On 12/17/2010 11:55 AM, Rustad, Mark D wrote:
Hi all,

I am looking into adding support for DCB into iSCSI. I think it is best to do 
this in a way that will not require a strong dependency on DCB for iSCSI. That 
is, installing open-iscsi should not then require open-lldp to also be 
installed. I see at least two ways to do this.

The first is to have open-lldp supply a library that iscsid can link with at 
run time (through dlopen/dlsym). In that way, if the library is not there, 
iscsid can go on as usual. It also allows lldpad more freedom to change over 
time.

The second way is to put a little more code directly in iscsid and have it 
interrogate lldpad for the proper priority to set. If the lldpad socket isn't 
there, iscsid can go on as usual. I am thinking that open-lldp can supply the 
source files that would be placed directly into open-iscsi and updated as 
needed. These source files might also be used by other network applications 
that want to participate fully in a DCB environment.
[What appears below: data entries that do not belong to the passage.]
PR #251, opened 2026-09-05
refactor(contracts): split ipc-conversation.ts by domain

NorbertBodziony:
`packages/contracts/src/ipc-conversation.ts` held ~15 unrelated domains in 1906 lines. The problem
was not size but **the distance between an interface and the runtime guard that validates it at the
trust boundary**:

| Type | Guard | Gap |
| --- | --- | --- |
| `AgentSummary:164` | `isAgentSummary:1637` | 1473 lines |
| `SidebarLayoutSnapshot:463` | `isSidebarLayoutSnapshot:1876` | 1413 lines |
| `AttachmentSummary:600` | `isAttachmentSummary:1730` | 1130 lines |
| `QueueSnapshot:685` | `isQueueSnapshot:1675` | 990 lines |

That distance was not sloppiness. Lines 1471–1896 were one 425-line block serving `isAgentEvent` — a
24-variant switch reaching into ~10 domains — so each guard sat beside its *caller* rather than its
*type*.

## The split

Fourteen domain modules, plus a package-internal `ipc-bounded-values.ts` for the `INPUT_LIMITS`-aware
primitives. Those deliberately do **not** go in `runtime-values.ts`, which is limit-free and imported
by renderer, backend and preload alike.

Imports flow strictly downward. `ipc-agent-events.ts` is the only fan-in module and nothing imports
it back, so no cycle is possible — `isAgentEvent` imports the guards it switches on from the eleven
modules below it rather than restating their rules.

## This is a pure move

`ipc-conversation.ts` was never in the package `exports` map. All 355 importers go through the
`@openbot/contracts/ipc` barrel, and only 8 files referenced the module by path — all relative, all
inside the package. **No call-site churn outside `packages/contracts`.**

I had been leaning toward the first way until I started thinking about 
iscsistart and initrds. Then it seemed that the run-time linkage would create 
more trouble than it would be worth. It started to seem like over-engineering.


Either one is ok with me.

But I think #1 is going to be easier for boot as you mention. To support fcoe boot now, distros throw lldpad in the intramfs/initrds already, right? So I guess this would make support iscsi dcb easier as there is not much new stuff to do.